Task to carry out. Nothing but the lines below between the line holding "### Changes" and the line holding "over the place, especially", inclusive, should appear in the answer, each set down exactly.

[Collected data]
────────────────────────────────────────

PR #2714, opened 2021-05-13
Include gradle files into the source artifact for releases, exclude site2/**

dlg99:
### Motivation

gradle files weren't included into the source artifact of the release
site2/ was included.

### Changes

Added gradle into the include pattern.
Added site2 into the exclude patterns.


eolivelli (approved):
LGTM merging

PR #2717, opened 2021-05-22
Turn Bookie into an interface

pkumar-singh:
### Motivation

Bookie was previously a concrete class that was used and abused all
over the place, especially in tests. A classic example of the God
object antipattern. The extensive use in tests, resulted in test cases
which spin up many instances of the whole system, which is very heavy
and very slow, especially when trying to unit tests a particular
feature.

This change is the first step to resolving this situation. Bookie is
now an interface, implemented by BookieImpl. Subsequent changes will
break out parts of the interface, cleanup calls and add dependency
injection.


bookkeeper-server/src/main/java/org/apache/bookkeeper/bookie/Bookie.java
```diff
@@ -16,154 +15,80 @@
...
-
-    final SyncThread syncThread;
-    final LedgerManagerFactory ledgerManagerFactory;
-    final LedgerManager ledgerManager;
-    final LedgerStorage ledgerStorage;
-    final List<Journal> journals;
-
-    final HandleFactory handles;
-    final boolean entryLogPerLedgerEnabled;
+import com.google.common.util.concurrent.SettableFuture;
```
eolivelli, line 25: thinking about the future...
it would be also great to get rid of SettableFuture

bookkeeper-server/src/main/java/org/apache/bookkeeper/bookie/Bookie.java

────────────────────────────────────────

Written response.
### Changes

Added gradle into the include pattern.
Added site2 into the exclude patterns.


eolivelli (approved):
LGTM merging

PR #2717, opened 2021-05-22
Turn Bookie into an interface

pkumar-singh:
### Motivation

Bookie was previously a concrete class that was used and abused all
over the place, especially in tests. A classic example of the God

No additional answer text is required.